◆ Task statement: Identify, in the records below, every line where the string "nested" appears, and copy each such line.

Items from a dataset:
# # # # # # #

Issue #1618, opened 2021-11-03
nested signal handling is not supported


wjhun:
For the same cause that is given in #1617, nested signal handling is currently unsupported in Nanos.

wjhun:
Resolved in #1619

Issue #1617, opened 2021-11-03
siglongjmp out of signal handlers is unsupported


wjhun:
The existing signal handling construction involves switching to an alternate frame (the sighandler_frame) when dispatching a signal handler. As such, a siglongjmp out of a signal handler leads to undefined behavior, as rt_sigreturn is bypassed, preventing signal state stored in the thread struct from being reset, and thread execution continues on the sighandler_frame. 

A test using sigsetjmp to save a program frame and siglongjmp to restore the saved frame from a signal handler shows that this sequence will work one time, but another attempt results in the second test signal never being delivered.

# # # # # # #

◆ Answer to the problem:
nested signal handling is not supported
For the same cause that is given in #1617, nested signal handling is currently unsupported in Nanos.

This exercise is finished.